Eyehategod + Totimoshi + Eibon

Flyer Eyehategod Paris 2010

+Hangman's chair + Arafat
Le 19/04/2010,
Glazart, Paris

Après un passage remarqué au Hellfest les champions du monde de la "loose" reviennent hanter nos contrées avec leur sludge qui n'a d'égal que le malaise produit par l'ingestion de sardines rances à la mayonnaise...!!? (l'image est curieuse).

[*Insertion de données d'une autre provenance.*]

PR #1494, opened 2026-09-10
fix(browser): honor POSIX PLANNOTATOR_BROWSER under WSL and warn on launch failure

### LINKED ISSUE #1472: PLANNOTATOR_BROWSER never invoked, and nothing says so
### What happened?

# Plannotator: `PLANNOTATOR_BROWSER` never invoked, and nothing says so.

**Tool:** [backnotprop/plannotator](https://github.com/backnotprop/plannotator) — reproduced on
0.27.8, 0.27.9 and **0.27.12** (current at time of writing) · Apache-2.0 · **Platform:** Linux
x86_64, WSL2 (Ubuntu), no display, no `xdg-open`

## Summary

When plannotator is launched **without a controlling terminal** — which is how an agent or a CI
process launches it — the executable named by `PLANNOTATOR_BROWSER` is never invoked, and nothing
reports that it was skipped. The server starts correctly and the ready file is written, so every
observable signal reports success while the reviewer is never actually shown the review.

A browser that cannot be opened is a reasonable thing to decline to do; declining without a word
makes it unresolvable from the outside. We spent a debugging session confirming that the extension
router existed, the IPC port was live, and the environment was correctly set — all true, all
irrelevant, because the invocation was never attempted.

**Narrowed on 2026-09-05, re-verifying against 0.27.12.** An earlier draft of this report said no
message was written at all. That is no longer accurate and the correction is upstream's credit:
0.27.12 prints `Plannotator session ready — open in your browser:` followed by the URL, so a human
watching a terminal is no longer stranded. What remains is narrower and still a defect: when
`PLANNOTATOR_BROWSER` is **explicitly set**, it is ignored without a word. The caller has stated
which browser to use, and the honest outcomes are to invoke it or to say why it was not invoked.
Printing a URL instead helps an interactive user and does nothing for the detached, agent-launched
case this report is about, because there is no terminal reading that line.

## Reproduction

Verified 2026-08-29 against 0.27.8 and **re-verified 2026-09-05 against 0.27.12**, unchanged.
`setsid` is the whole trick: it detaches from the controlling terminal, reproducing how any
agent-launched process runs.

```bash
mkdir repro && cd repro
printf '#!/usr/bin/env bash\necho "INVOKED args=$*" >> "$(dirname "$0")/browser.log"\n' > fake-browser
chmod +x fake-browser
echo '# repro' > target.md

PLANNOTATOR_PORT=4497 \
PLANNOTATOR_READY_FILE="$PWD/ready" \
PLANNOTATOR_DATA_DIR="$PWD/data" \
PLANNOTATOR_BROWSER="$PWD/fake-browser" \
setsid plannotator annotate target.md --gate --json --result-file "$PWD/result.json" \
  > pl.out 2>&1 < /dev/null &

sleep 5
ls ready          # present  — the server came up
cat browser.log   # No such file — fake-browser was never executed
cat pl.out        # 0.27.8:  "Resolved: .../target.md" and nothing else
                  # 0.27.12: "Resolved: ..." plus "Plannotator session ready — open in
                  #          your browser: http://localhost:4497" — still no mention that
                  #          PLANNOTATOR_BROWSER was set and ignored
```

**Expected:** `fake-browser` is invoked with the review URL, or plannotator states why it was not.

**Observed:** `ready` is written, `browser.log` never exists, and `pl.out` contains one line naming
the resolved target. No warning, no error, no mention of the browser. Exit status is unaffected.

## What we have not established

The `setsid` correlation is solid and reproducible. **We have not proven that the missing controlling
terminal is the mechanism** — we could not run the comparison, because the environment where this was
found has no TTY available to test the positive case against. It may be TTY detection, it may be an
`isatty` guard on an unrelated code path, it may be something else entirely that co-varies with
detachment. Treat the reproduction as the fact and the cause as a hypothesis.

## Why it matters more than usual for this tool

Plannotator's value is that an agent can put a document in front of a human and get structured
feedback back. That makes agent invocation a primary mode, not an edge case — and agent processes are
detached by construction. On a headless host such as WSL there is no browser for the human to fall
back to, so "here is a URL" is not a recovery path.

## Suggested fix, in order of preference

1. Invoke `PLANNOTATOR_BROWSER` whenever it is set, regardless of terminal state. If it is set
   explicitly, the caller has already decided.
2. Failing that, log one line when the browser is skipped, naming the reason. That alone would have
   turned our debugging session into a five-second read.
3. A `--open` / `--no-open` flag would make the behaviour explicit and testable, and would let a
   caller stop guessing.

### Plannotator version

plannotator 0.27.12

### OS

Linux

### Agent

Gemini CLI

### Where did it happen?

VS Code extension

FNDEVVE:
## Problem

With `PLANNOTATOR_BROWSER` explicitly set under WSL, the value was routed through `cmd.exe /c start` regardless of what it named, so a Linux path or script could never launch; the failure was swallowed by a bare `catch` and the ready output only printed the URL. A headless (agent-launched, no TTY) session then had every observable signal reporting success while the reviewer was never shown anything. The Pi runtime had the same branch and additionally reported `opened: true` on spawn errors. #1472

## Change

- Both runtimes classify the configured value first: Windows targets (`*.exe`, `C:\…`, `/mnt/<drive>/…`) keep the `cmd.exe` route; POSIX paths (`/…`, `./…`, `../…`) and bare names that resolve to an executable on the Linux PATH are executed directly — also under WSL.
- The Bun runtime spawns the **resolved absolute path**: Bun 1.3's `$` resolves bare command names against the PATH captured at process startup, so a bare name would otherwise be invisible to the shell. The end-to-end test pins this.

L'engouement relativement récent que suscite le groupe de Jimmy Bower a de quoi surprendre, vu qu'il n'inspirait que mépris et railleries il n'y a pas si longtemps. L'effet Down a sans doute aider à lui acheter une crédibilité aux yeux d'un nouveau public et d'une presse à la mémoire courte.

Le concert de ce soir était cependant très attendu par les amateurs de moiteur, de crasse et de pesanteur made in N.O.L.A. Croisé deux heures plus tôt à la station Porte de la Villette, Mike Williams, fidèle à sa réputation, avait la mine des grands jours une pinte de rosé à la main (on ne se refait pas!). Ça promet pour le show. Le temps de serrer la paluche à Joey Lacaze et rendez-vous est pris pour le Glazart. La mauvaise surprise de la soirée, c'est un putain de volcan islandais qui en est la cause ; Sourvein ne viendra pas, voilà qui met nos nerfs en boule et nous dirige vers le bar de l'extérieur qu'on ne quittera plus jusqu'au début d'Eyehategod.

La salle est aux trois quart pleine, ce qui n'est pas une mauvaise chose car l'endroit devient vite insupportable lorsqu'il est surpeuplé. Notre état d'ébriété est loin de rivaliser avec nos amis louisianais, Bower déboule sur scène sous un tonnerre d'applaudissements, si son capital sympathie continue sa courbe ascendante il aurait toute ses chances aux présidentielles de 2012. Les musiciens  sont en place alors que le fameux larsen précédant "Blank" nous fait péter les tympans, et Bang !! Lacaze impose un tempo d'une lourdeur éléphantesque , tandis que M. Williams qui n'est plus de première fraicheur crache son texte ou plutôt le vomit dans un style qui lui est propre. Le premier titre de "Take as needed for pain" impose la cadence, ce soir le bayou sera notre tombeau.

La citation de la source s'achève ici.